Strings are immutable.. You can't append element to it

In this case, i would use StringBuilder

With StringBuilder you can append element :

    int[] myArr = {4,3,4,53,2};
    StringBuilder myStringB = new StringBuilder();
    String myString = new String();

    for (int i : myArr) {
        myStringB.append(i);
    }

    myString = myStringB.toString();

1 Comment

Instead of StringBuilder we can use StringJoiner which automatically places delimiter (here space) between added elements. Demo: ideone.com/onybOm
1

You were almost ready with the solution, just that you need to supply the proper arguments.

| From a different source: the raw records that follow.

PR #554, opened 2016-03-21
Remove surface tests for %TypedArray%.prototype.toString

leobalter:
Ref gh-526

cc @jugglinmike


jugglinmike:
Looks like I may have spoken too soon. Test262 currently defines a test for the `name` property of `Array.prototype.toString`, but *not* for the `length` property. In order to safely remove both of these TypedArray tests, we'll have to re-implement the latter as a test against `Array.prototype.toString`.

When I merge this patch, I plan on adding an explanation to the commit message description: "Because Test262 asserts the strict equality of `Array.prototype.toString` and `TypedArrayPrototype.toString`, tests for properties of the object do not need to be reproduced in both location." Sound good?

leobalter:
I updated the branch with new tests for Array.prototype.toString.length.

> When I merge this patch, I plan on adding an explanation to the commit message description: "Because Test262 asserts the strict equality of Array.prototype.toString and TypedArrayPrototype.toString, tests for properties of the object do not need to be reproduced in both location." Sound good?

It sounds great. Just a minor typo: s/`TypedArrayPrototype`/`TypedArray.Prototype`

jugglinmike:
Merged to `master` at commit c15079e7415463f4b799bb9fda964a757dca8e83. Thanks, Leo!

PR #555, opened 2016-03-22
Correct example in contribution guidelines

jugglinmike:
As written, the example for asserting runtime errors is written with an
early error. Because the error is expected to be reported prior to
program execution, the `assert.throws` function cannot be used to detect
it.

Demonstrate the usage of the helper function with a runtime error.


leobalter:
LGTM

If you look at the public static String join(CharSequence delimiter, Iterable<? extends CharSequence> elements) method signature it takes a delimiter and an iterable. You were almost close to joining the strings using this method, all you had to do is to provide an Iterable<String>.

Since you start with a List<Integer> you need to convert it to an Iterable<String> to do that you can use the below code:

Iterable<String> iterable = ids.stream().map(String::valueOf).collect(Collectors.toList());

Where ids is a List<Integer>. Note that you need to do a map(String::valueOf) as you start with a List<Integer> not with a List<String>. Now that you have an Iterable<String> you can use that as the second argument of String.join().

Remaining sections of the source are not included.